- STUDY MATERIAL -
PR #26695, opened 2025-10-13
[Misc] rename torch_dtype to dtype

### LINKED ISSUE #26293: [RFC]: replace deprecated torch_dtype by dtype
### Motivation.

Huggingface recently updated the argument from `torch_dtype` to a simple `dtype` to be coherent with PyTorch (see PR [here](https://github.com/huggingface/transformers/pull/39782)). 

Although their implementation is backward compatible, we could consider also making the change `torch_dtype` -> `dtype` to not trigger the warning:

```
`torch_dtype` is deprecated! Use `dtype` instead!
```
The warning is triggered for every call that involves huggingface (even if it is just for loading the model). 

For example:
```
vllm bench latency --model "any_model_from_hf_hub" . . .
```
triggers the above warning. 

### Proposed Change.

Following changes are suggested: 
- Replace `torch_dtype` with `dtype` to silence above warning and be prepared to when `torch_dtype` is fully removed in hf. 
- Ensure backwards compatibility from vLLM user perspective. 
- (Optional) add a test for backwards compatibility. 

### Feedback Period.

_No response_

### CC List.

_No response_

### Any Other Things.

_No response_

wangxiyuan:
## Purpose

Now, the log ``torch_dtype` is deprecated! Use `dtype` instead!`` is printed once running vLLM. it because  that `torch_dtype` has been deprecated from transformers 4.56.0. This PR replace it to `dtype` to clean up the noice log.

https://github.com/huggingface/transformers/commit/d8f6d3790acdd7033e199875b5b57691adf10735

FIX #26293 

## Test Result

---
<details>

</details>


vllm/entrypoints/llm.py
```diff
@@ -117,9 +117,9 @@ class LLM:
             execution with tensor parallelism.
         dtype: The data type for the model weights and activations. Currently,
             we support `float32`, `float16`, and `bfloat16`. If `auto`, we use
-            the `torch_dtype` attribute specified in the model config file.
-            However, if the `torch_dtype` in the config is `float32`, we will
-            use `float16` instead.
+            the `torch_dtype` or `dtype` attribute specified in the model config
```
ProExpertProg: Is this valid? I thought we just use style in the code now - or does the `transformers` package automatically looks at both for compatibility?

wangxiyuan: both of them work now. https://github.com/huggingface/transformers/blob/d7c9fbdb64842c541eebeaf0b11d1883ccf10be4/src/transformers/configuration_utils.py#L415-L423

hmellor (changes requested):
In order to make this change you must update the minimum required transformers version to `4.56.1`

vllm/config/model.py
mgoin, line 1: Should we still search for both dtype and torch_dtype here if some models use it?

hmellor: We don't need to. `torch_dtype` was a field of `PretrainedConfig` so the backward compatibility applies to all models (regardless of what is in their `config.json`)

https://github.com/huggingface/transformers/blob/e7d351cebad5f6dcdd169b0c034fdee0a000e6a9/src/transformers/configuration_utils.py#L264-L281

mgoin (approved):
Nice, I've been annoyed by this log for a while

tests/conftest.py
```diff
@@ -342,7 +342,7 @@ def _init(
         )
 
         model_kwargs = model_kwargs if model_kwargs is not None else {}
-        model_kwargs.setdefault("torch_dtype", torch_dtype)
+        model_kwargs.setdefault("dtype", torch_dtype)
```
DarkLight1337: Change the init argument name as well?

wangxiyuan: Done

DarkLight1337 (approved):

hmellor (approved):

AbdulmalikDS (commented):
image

- WHAT IS BEING ASKED -
Retype the material above in full, with nothing altered.

- EXPECTED OUTPUT -
PR #26695, opened 2025-10-13
[Misc] rename torch_dtype to dtype

### LINKED ISSUE #26293: [RFC]: replace deprecated torch_dtype by dtype
### Motivation.

Huggingface recently updated the argument from `torch_dtype` to a simple `dtype` to be coherent with PyTorch (see PR [here](https://github.com/huggingface/transformers/pull/39782)). 

Although their implementation is backward compatible, we could consider also making the change `torch_dtype` -> `dtype` to not trigger the warning:

```
`torch_dtype` is deprecated! Use `dtype` instead!
```
The warning is triggered for every call that involves huggingface (even if it is just for loading the model). 

For example:
```
vllm bench latency --model "any_model_from_hf_hub" . . .
```
triggers the above warning. 

### Proposed Change.

Following changes are suggested: 
- Replace `torch_dtype` with `dtype` to silence above warning and be prepared to when `torch_dtype` is fully removed in hf. 
- Ensure backwards compatibility from vLLM user perspective. 
- (Optional) add a test for backwards compatibility. 

### Feedback Period.

_No response_

### CC List.

_No response_

### Any Other Things.

_No response_

wangxiyuan:
## Purpose

Now, the log ``torch_dtype` is deprecated! Use `dtype` instead!`` is printed once running vLLM. it because  that `torch_dtype` has been deprecated from transformers 4.56.0. This PR replace it to `dtype` to clean up the noice log.

https://github.com/huggingface/transformers/commit/d8f6d3790acdd7033e199875b5b57691adf10735

FIX #26293 

## Test Result

---
<details>

</details>


vllm/entrypoints/llm.py
```diff
@@ -117,9 +117,9 @@ class LLM:
             execution with tensor parallelism.
         dtype: The data type for the model weights and activations. Currently,
             we support `float32`, `float16`, and `bfloat16`. If `auto`, we use
-            the `torch_dtype` attribute specified in the model config file.
-            However, if the `torch_dtype` in the config is `float32`, we will
-            use `float16` instead.
+            the `torch_dtype` or `dtype` attribute specified in the model config
```
ProExpertProg: Is this valid? I thought we just use style in the code now - or does the `transformers` package automatically looks at both for compatibility?

wangxiyuan: both of them work now. https://github.com/huggingface/transformers/blob/d7c9fbdb64842c541eebeaf0b11d1883ccf10be4/src/transformers/configuration_utils.py#L415-L423

hmellor (changes requested):
In order to make this change you must update the minimum required transformers version to `4.56.1`

vllm/config/model.py
mgoin, line 1: Should we still search for both dtype and torch_dtype here if some models use it?

hmellor: We don't need to. `torch_dtype` was a field of `PretrainedConfig` so the backward compatibility applies to all models (regardless of what is in their `config.json`)

https://github.com/huggingface/transformers/blob/e7d351cebad5f6dcdd169b0c034fdee0a000e6a9/src/transformers/configuration_utils.py#L264-L281

mgoin (approved):
Nice, I've been annoyed by this log for a while

tests/conftest.py
```diff
@@ -342,7 +342,7 @@ def _init(
         )
 
         model_kwargs = model_kwargs if model_kwargs is not None else {}
-        model_kwargs.setdefault("torch_dtype", torch_dtype)
+        model_kwargs.setdefault("dtype", torch_dtype)
```
DarkLight1337: Change the init argument name as well?

wangxiyuan: Done

DarkLight1337 (approved):

hmellor (approved):

AbdulmalikDS (commented):
image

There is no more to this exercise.